▶ [What is expected] Look through the entries below and return all lines including the word "guess".

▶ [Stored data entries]
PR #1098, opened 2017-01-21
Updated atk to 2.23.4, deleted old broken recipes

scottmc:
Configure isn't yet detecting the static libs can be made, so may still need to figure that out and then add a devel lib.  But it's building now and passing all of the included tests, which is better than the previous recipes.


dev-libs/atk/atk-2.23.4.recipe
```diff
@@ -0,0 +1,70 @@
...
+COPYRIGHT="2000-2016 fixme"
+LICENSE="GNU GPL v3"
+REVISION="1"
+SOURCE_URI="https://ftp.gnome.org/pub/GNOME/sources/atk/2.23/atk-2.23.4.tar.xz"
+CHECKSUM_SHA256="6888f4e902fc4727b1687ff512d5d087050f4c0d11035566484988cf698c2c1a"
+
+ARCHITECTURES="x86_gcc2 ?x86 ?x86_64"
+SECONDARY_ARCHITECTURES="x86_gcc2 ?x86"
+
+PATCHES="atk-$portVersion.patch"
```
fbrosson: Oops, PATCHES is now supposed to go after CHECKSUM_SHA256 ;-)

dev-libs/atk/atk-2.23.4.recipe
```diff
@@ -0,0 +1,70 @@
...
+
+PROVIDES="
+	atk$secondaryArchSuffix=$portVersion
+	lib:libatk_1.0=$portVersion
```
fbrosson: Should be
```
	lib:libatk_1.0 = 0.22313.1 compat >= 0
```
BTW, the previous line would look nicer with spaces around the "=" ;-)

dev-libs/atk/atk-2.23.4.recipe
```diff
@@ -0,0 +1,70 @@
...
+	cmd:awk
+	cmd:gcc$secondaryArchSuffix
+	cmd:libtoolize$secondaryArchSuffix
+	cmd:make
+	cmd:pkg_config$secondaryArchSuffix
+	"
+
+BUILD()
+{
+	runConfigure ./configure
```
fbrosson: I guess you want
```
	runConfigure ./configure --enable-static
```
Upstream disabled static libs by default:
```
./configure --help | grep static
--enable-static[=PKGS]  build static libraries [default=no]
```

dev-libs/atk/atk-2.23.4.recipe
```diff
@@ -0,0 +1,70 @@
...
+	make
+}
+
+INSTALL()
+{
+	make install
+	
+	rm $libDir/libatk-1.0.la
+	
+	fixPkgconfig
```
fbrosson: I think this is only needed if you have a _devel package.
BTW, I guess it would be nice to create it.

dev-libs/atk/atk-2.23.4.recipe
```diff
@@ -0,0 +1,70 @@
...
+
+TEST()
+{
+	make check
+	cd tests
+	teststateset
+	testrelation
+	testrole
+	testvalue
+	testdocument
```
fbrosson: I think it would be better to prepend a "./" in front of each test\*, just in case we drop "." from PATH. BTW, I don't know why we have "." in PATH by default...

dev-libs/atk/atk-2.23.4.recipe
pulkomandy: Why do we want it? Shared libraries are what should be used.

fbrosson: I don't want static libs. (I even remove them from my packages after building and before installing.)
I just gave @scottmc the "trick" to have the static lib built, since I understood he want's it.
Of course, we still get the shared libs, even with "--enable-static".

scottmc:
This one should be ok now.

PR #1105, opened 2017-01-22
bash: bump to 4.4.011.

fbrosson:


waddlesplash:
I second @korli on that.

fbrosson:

▶ [Written solution]
fbrosson: I guess you want
BTW, I guess it would be nice to create it.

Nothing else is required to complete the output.